PR #1712, opened 2023-05-12
Patch: Fix docs build

leightkt:


docs/package.json
```diff
@@ -47,6 +47,7 @@
   },
   "type": "module",
   "dependencies": {
+    "@sveltejs/adapter-static": "^2.0.2",
```
Adamj1232, line 50: I think this should be a devDep and we can remove the adapter-auto

docs/svelte.config.js
```diff
@@ -1,4 +1,4 @@
-import adapter from '@sveltejs/adapter-auto'
+import adapter from '@sveltejs/adapter-static';
```
Adamj1232, line 1:
```suggestion
import adapter from '@sveltejs/adapter-static'
```

Adamj1232 (approved):

PR #1723, opened 2023-05-16
Enhancement: Account Center Updates

leightkt:
### Description
Update Account Center default location, animation, and position of components. 

[Loom video of testing](https://www.loom.com/share/daa381ef4aee4bdfa1b329dc5c1ea938)

Screenshot 2023-05-16 at 10 33 09 AM

Screenshot 2023-05-16 at 10 33 32 AM

### Checklist

(docs update for default position included in kit-docs upgrade)


Adamj1232 (commented):
Should AC be displaying as micro by default?
By adding a bit of z-index to the minimized AC the animation of the Maximized leaving looks a bit cleaner. Doesnt have to be z-index but I think we can clean up that animation a tidbit.

packages/core/package.json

• **About this task**
Extract each line from the listing above, please, and repeat it exactly.

• **Task result**
PR #1712, opened 2023-05-12
Patch: Fix docs build

leightkt:


docs/package.json
```diff
@@ -47,6 +47,7 @@
   },
   "type": "module",
   "dependencies": {
+    "@sveltejs/adapter-static": "^2.0.2",
```
Adamj1232, line 50: I think this should be a devDep and we can remove the adapter-auto

docs/svelte.config.js
```diff
@@ -1,4 +1,4 @@
-import adapter from '@sveltejs/adapter-auto'
+import adapter from '@sveltejs/adapter-static';
```
Adamj1232, line 1:
```suggestion
import adapter from '@sveltejs/adapter-static'
```

Adamj1232 (approved):

PR #1723, opened 2023-05-16
Enhancement: Account Center Updates

leightkt:
### Description
Update Account Center default location, animation, and position of components. 

[Loom video of testing](https://www.loom.com/share/daa381ef4aee4bdfa1b329dc5c1ea938)

Screenshot 2023-05-16 at 10 33 09 AM

Screenshot 2023-05-16 at 10 33 32 AM

### Checklist

(docs update for default position included in kit-docs upgrade)


Adamj1232 (commented):
Should AC be displaying as micro by default?
By adding a bit of z-index to the minimized AC the animation of the Maximized leaving looks a bit cleaner. Doesnt have to be z-index but I think we can clean up that animation a tidbit.

packages/core/package.json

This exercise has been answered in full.